Stored data:

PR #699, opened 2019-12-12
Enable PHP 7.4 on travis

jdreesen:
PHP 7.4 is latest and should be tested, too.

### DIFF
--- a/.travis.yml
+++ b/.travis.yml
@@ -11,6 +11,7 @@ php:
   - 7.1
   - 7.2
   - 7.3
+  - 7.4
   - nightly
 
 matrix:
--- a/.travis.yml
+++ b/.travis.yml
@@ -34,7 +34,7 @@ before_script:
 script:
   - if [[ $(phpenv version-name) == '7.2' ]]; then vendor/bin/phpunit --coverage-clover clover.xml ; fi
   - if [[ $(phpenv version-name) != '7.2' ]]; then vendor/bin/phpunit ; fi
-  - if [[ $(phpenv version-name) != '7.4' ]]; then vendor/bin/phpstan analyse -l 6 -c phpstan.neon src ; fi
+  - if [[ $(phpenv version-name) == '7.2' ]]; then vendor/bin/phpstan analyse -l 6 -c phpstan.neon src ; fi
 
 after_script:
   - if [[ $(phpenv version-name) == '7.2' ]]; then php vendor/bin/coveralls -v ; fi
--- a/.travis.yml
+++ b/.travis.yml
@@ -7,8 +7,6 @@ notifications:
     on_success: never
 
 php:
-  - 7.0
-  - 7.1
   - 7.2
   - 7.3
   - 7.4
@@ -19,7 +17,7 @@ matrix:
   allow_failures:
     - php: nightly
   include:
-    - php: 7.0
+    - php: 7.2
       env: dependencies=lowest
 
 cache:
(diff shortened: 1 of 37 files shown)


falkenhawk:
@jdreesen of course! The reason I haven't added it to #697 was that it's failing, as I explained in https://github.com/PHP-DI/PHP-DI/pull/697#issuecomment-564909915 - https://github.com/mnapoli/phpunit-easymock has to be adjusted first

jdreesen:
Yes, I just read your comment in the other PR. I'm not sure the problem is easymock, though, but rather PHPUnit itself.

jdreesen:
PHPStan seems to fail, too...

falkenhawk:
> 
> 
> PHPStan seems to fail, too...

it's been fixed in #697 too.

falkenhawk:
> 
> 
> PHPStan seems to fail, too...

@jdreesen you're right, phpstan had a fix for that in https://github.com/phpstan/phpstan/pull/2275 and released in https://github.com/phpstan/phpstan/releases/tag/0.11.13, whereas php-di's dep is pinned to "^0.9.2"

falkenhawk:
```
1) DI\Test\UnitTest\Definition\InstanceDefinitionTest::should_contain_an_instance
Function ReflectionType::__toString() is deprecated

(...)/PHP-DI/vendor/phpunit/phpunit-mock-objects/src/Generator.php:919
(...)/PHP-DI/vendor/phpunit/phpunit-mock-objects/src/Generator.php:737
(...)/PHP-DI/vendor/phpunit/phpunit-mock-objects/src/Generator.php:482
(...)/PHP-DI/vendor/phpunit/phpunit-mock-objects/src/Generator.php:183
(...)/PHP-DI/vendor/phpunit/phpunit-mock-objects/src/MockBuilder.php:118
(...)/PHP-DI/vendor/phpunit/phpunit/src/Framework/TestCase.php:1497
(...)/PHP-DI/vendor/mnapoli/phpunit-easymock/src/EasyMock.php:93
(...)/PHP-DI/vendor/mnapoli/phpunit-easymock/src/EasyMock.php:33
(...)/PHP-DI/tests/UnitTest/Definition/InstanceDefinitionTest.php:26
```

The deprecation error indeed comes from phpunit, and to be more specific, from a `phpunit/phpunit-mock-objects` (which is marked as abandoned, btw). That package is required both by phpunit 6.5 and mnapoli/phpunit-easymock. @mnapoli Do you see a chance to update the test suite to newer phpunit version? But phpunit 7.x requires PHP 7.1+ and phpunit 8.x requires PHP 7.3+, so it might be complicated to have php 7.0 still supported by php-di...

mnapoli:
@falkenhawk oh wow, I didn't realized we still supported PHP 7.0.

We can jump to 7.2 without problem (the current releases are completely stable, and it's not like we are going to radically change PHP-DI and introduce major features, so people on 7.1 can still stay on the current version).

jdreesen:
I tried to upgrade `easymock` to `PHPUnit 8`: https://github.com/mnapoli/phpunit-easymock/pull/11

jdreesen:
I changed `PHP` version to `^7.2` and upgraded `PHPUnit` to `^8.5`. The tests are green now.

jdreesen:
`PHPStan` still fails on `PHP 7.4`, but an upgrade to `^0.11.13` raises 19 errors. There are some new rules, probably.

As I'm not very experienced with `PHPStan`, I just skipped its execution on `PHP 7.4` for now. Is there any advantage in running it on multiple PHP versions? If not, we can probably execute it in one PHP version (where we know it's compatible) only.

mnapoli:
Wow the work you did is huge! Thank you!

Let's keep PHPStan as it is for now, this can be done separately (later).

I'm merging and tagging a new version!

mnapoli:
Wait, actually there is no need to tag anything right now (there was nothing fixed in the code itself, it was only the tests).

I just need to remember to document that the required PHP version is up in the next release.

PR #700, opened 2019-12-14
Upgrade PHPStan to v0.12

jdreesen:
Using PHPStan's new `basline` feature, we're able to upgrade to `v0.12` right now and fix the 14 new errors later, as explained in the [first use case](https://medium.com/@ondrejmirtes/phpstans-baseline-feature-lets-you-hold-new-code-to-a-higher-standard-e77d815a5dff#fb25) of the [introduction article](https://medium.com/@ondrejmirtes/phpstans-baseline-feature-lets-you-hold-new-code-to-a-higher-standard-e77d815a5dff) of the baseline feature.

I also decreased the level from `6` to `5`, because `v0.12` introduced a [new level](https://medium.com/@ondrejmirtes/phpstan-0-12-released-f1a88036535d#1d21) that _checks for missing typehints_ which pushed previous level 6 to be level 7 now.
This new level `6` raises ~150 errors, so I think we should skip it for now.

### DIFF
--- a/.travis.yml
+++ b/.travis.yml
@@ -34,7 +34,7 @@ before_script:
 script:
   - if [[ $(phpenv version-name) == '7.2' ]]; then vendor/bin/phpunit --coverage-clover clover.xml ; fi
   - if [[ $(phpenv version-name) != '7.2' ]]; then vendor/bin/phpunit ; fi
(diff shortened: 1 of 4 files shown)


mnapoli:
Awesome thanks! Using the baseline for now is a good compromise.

▸ **ASSIGNMENT**: Output all of the data again, exactly.

▸ **RESULT FOR THIS EXERCISE**:
PR #699, opened 2019-12-12
Enable PHP 7.4 on travis

jdreesen:
PHP 7.4 is latest and should be tested, too.

### DIFF
--- a/.travis.yml
+++ b/.travis.yml
@@ -11,6 +11,7 @@ php:
   - 7.1
   - 7.2
   - 7.3
+  - 7.4
   - nightly
 
 matrix:
--- a/.travis.yml
+++ b/.travis.yml
@@ -34,7 +34,7 @@ before_script:
 script:
   - if [[ $(phpenv version-name) == '7.2' ]]; then vendor/bin/phpunit --coverage-clover clover.xml ; fi
   - if [[ $(phpenv version-name) != '7.2' ]]; then vendor/bin/phpunit ; fi
-  - if [[ $(phpenv version-name) != '7.4' ]]; then vendor/bin/phpstan analyse -l 6 -c phpstan.neon src ; fi
+  - if [[ $(phpenv version-name) == '7.2' ]]; then vendor/bin/phpstan analyse -l 6 -c phpstan.neon src ; fi
 
 after_script:
   - if [[ $(phpenv version-name) == '7.2' ]]; then php vendor/bin/coveralls -v ; fi
--- a/.travis.yml
+++ b/.travis.yml
@@ -7,8 +7,6 @@ notifications:
     on_success: never
 
 php:
-  - 7.0
-  - 7.1
   - 7.2
   - 7.3
   - 7.4
@@ -19,7 +17,7 @@ matrix:
   allow_failures:
     - php: nightly
   include:
-    - php: 7.0
+    - php: 7.2
       env: dependencies=lowest
 
 cache:
(diff shortened: 1 of 37 files shown)


falkenhawk:
@jdreesen of course! The reason I haven't added it to #697 was that it's failing, as I explained in https://github.com/PHP-DI/PHP-DI/pull/697#issuecomment-564909915 - https://github.com/mnapoli/phpunit-easymock has to be adjusted first

jdreesen:
Yes, I just read your comment in the other PR. I'm not sure the problem is easymock, though, but rather PHPUnit itself.

jdreesen:
PHPStan seems to fail, too...

falkenhawk:
> 
> 
> PHPStan seems to fail, too...

it's been fixed in #697 too.

falkenhawk:
> 
> 
> PHPStan seems to fail, too...

@jdreesen you're right, phpstan had a fix for that in https://github.com/phpstan/phpstan/pull/2275 and released in https://github.com/phpstan/phpstan/releases/tag/0.11.13, whereas php-di's dep is pinned to "^0.9.2"

falkenhawk:
```
1) DI\Test\UnitTest\Definition\InstanceDefinitionTest::should_contain_an_instance
Function ReflectionType::__toString() is deprecated

(...)/PHP-DI/vendor/phpunit/phpunit-mock-objects/src/Generator.php:919
(...)/PHP-DI/vendor/phpunit/phpunit-mock-objects/src/Generator.php:737
(...)/PHP-DI/vendor/phpunit/phpunit-mock-objects/src/Generator.php:482
(...)/PHP-DI/vendor/phpunit/phpunit-mock-objects/src/Generator.php:183
(...)/PHP-DI/vendor/phpunit/phpunit-mock-objects/src/MockBuilder.php:118
(...)/PHP-DI/vendor/phpunit/phpunit/src/Framework/TestCase.php:1497
(...)/PHP-DI/vendor/mnapoli/phpunit-easymock/src/EasyMock.php:93
(...)/PHP-DI/vendor/mnapoli/phpunit-easymock/src/EasyMock.php:33
(...)/PHP-DI/tests/UnitTest/Definition/InstanceDefinitionTest.php:26
```

The deprecation error indeed comes from phpunit, and to be more specific, from a `phpunit/phpunit-mock-objects` (which is marked as abandoned, btw). That package is required both by phpunit 6.5 and mnapoli/phpunit-easymock. @mnapoli Do you see a chance to update the test suite to newer phpunit version? But phpunit 7.x requires PHP 7.1+ and phpunit 8.x requires PHP 7.3+, so it might be complicated to have php 7.0 still supported by php-di...

mnapoli:
@falkenhawk oh wow, I didn't realized we still supported PHP 7.0.

We can jump to 7.2 without problem (the current releases are completely stable, and it's not like we are going to radically change PHP-DI and introduce major features, so people on 7.1 can still stay on the current version).

jdreesen:
I tried to upgrade `easymock` to `PHPUnit 8`: https://github.com/mnapoli/phpunit-easymock/pull/11

jdreesen:
I changed `PHP` version to `^7.2` and upgraded `PHPUnit` to `^8.5`. The tests are green now.

jdreesen:
`PHPStan` still fails on `PHP 7.4`, but an upgrade to `^0.11.13` raises 19 errors. There are some new rules, probably.

As I'm not very experienced with `PHPStan`, I just skipped its execution on `PHP 7.4` for now. Is there any advantage in running it on multiple PHP versions? If not, we can probably execute it in one PHP version (where we know it's compatible) only.

mnapoli:
Wow the work you did is huge! Thank you!

Let's keep PHPStan as it is for now, this can be done separately (later).

I'm merging and tagging a new version!

mnapoli:
Wait, actually there is no need to tag anything right now (there was nothing fixed in the code itself, it was only the tests).

I just need to remember to document that the required PHP version is up in the next release.

PR #700, opened 2019-12-14
Upgrade PHPStan to v0.12

jdreesen:
Using PHPStan's new `basline` feature, we're able to upgrade to `v0.12` right now and fix the 14 new errors later, as explained in the [first use case](https://medium.com/@ondrejmirtes/phpstans-baseline-feature-lets-you-hold-new-code-to-a-higher-standard-e77d815a5dff#fb25) of the [introduction article](https://medium.com/@ondrejmirtes/phpstans-baseline-feature-lets-you-hold-new-code-to-a-higher-standard-e77d815a5dff) of the baseline feature.

I also decreased the level from `6` to `5`, because `v0.12` introduced a [new level](https://medium.com/@ondrejmirtes/phpstan-0-12-released-f1a88036535d#1d21) that _checks for missing typehints_ which pushed previous level 6 to be level 7 now.
This new level `6` raises ~150 errors, so I think we should skip it for now.

### DIFF
--- a/.travis.yml
+++ b/.travis.yml
@@ -34,7 +34,7 @@ before_script:
 script:
   - if [[ $(phpenv version-name) == '7.2' ]]; then vendor/bin/phpunit --coverage-clover clover.xml ; fi
   - if [[ $(phpenv version-name) != '7.2' ]]; then vendor/bin/phpunit ; fi
(diff shortened: 1 of 4 files shown)


mnapoli:
Awesome thanks! Using the baseline for now is a good compromise.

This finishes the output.